== MATERIAL TO PROCESS

PR #5880, opened 2021-04-26
refactor exp show: use new abstractions

skshetry:

One visible change here is that now baseline rows are styled as bold.

### DIFF
--- a/dvc/command/experiments.py
+++ b/dvc/command/experiments.py
@@ -123,8 +123,6 @@ def _collect_rows(
     sort_by=None,
     sort_order=None,
 ):
-    from rich.text import Text
-
     from dvc.scm.git import Git
 
     if sort_by:
@@ -147,8 +145,7 @@ def _collect_rows(
                 name_rev = base_rev[:7]
             else:
                 name_rev = base_rev
-            name = exp.get("name", name_rev)
-            text = Text(name, style="bold")
+            text = exp.get("name", name_rev)
         else:
             if tip:
                 parent_rev = exp.get("checkpoint_parent", "")
@@ -176,7 +173,7 @@ def _collect_rows(
             name = exp.get("name", rev[:7])
             text = f"{tree} {queued}{name}{parent}"
 
-        row = [text, _format_time(exp.get("timestamp"))]
+        row = [text, _format_time(exp.get("timestamp")), rev == "baseline"]
         _extend_row(
             row, metric_names, exp.get("metrics", {}).items(), precision
         )
@@ -287,7 +284,7 @@ def experiments_table(
 
     from dvc.compare import TabularData
 
-    headers = ["Experiment", "Created"]
+    headers = ["Experiment", "Created", "is_baseline"]
     td = TabularData(
         lconcat(headers, metric_headers, param_headers), fill_value=FILL_VALUE
     )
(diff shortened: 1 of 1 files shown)


dvc/command/experiments.py
```diff
@@ -145,8 +148,7 @@ def _collect_rows(
             else:
                 name_rev = base_rev
             name = exp.get("name", name_rev)
-            row.append(f"{name}")
-            style = "bold"
+            text = Text(name, style="bold")
```
skshetry, line 151: @pmrowla, was this a bug of not using it?

dvc/command/experiments.py
```diff
@@ -235,51 +235,31 @@ def _sort(item):
...
-        return "-"
+        return FILL_VALUE
     if timestamp.date() == date.today():
         fmt = "%I:%M %p"
     else:
         fmt = "%b %d, %Y"
     return timestamp.strftime(fmt)
 
 
-def _format_field(val, precision=DEFAULT_PRECISION):
```
skshetry, line 246: Waiting for _format_field to be in the `dvc.compare`.

dvc/command/experiments.py
```diff
@@ -308,44 +321,57 @@ def _experiments_table(all_experiments, **kwargs):
         include_params=include_params,
         exclude_params=exclude_params,
     )
+    metric_headers = _normalize_headers(metric_names)
+    param_headers = _normalize_headers(param_names)
```
skshetry, line 325: It could have simplified a lot of things here if we were working with a flattened/normalized params and metrics data.
Working with flattened headers but with expanded/normal params and metrics might cause unintended bugs. 
Leaving it for now though.

skshetry: Using the flattened data might make this code cleaner thanks to the Table, but as-is, it can provide very little advantage.

dvc/command/experiments.py
```diff
@@ -308,44 +321,57 @@ def _experiments_table(all_experiments, **kwargs):
...
-        "Experiment", no_wrap=True, header_style="black on grey93"
-    )
-    if not kwargs.get("no_timestamp", False):
-        table.add_column("Created", header_style="black on grey93")
-    _add_data_columns(
-        table,
+    td = experiments_table(
+        all_experiments,
+        metric_headers,
         metric_names,
```
skshetry, line 330: need to pass metric headers and metric names both here, as they are both required.

dvc/command/experiments.py
skshetry: And, since experiments are more like nested tables than a simple table, the abstraction does not work well for the experiments. For example, sorting the best experiment.

dvc/command/experiments.py
pmrowla: no, this style is meant to be applied to the entire row (which is why the original code yielded a tuple of `(row_data, row_style)`

skshetry: @pmrowla, but this wasn't being used at all.

dvc/command/experiments.py
```diff
@@ -308,44 +321,57 @@ def _experiments_table(all_experiments, **kwargs):
...
-    )
-    _add_data_columns(
-        table, param_names, justify="left", header_style="black on light_cyan1"
-    )
-
-    for base_rev, experiments in all_experiments.items():
-        for row, _, in _collect_rows(
-            base_rev, experiments, metric_names, param_names, **kwargs,
-        ):
-            table.add_row(*row)
```
pmrowla, line 333: @skshetry the confusion about the row style thing is that this was originally
```
for row, style in _collect_rows(...):
    ....
    table.add_row(*row, style=style)
```
it got turned off at some point during the pre-release testing phase due to a terminal compatibility bug and was never turned back on (by mistake). It should be turned back on now.

pmrowla: see also: https://github.com/iterative/dvc/pull/5829/files#diff-150402093379363d315fa80a2af5b8576a883a197951aeb66228e2a459630ec7

dvc/command/experiments.py
pmrowla: ah I see what you meant now. The row style was intended to be used later in the calling function (see the other comment below)

pmrowla (approved):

====

### EXERCISE GOAL
If a line contains the word "items", it counts; say how many such lines the records hold, and give only that number.

### SOLUTION
2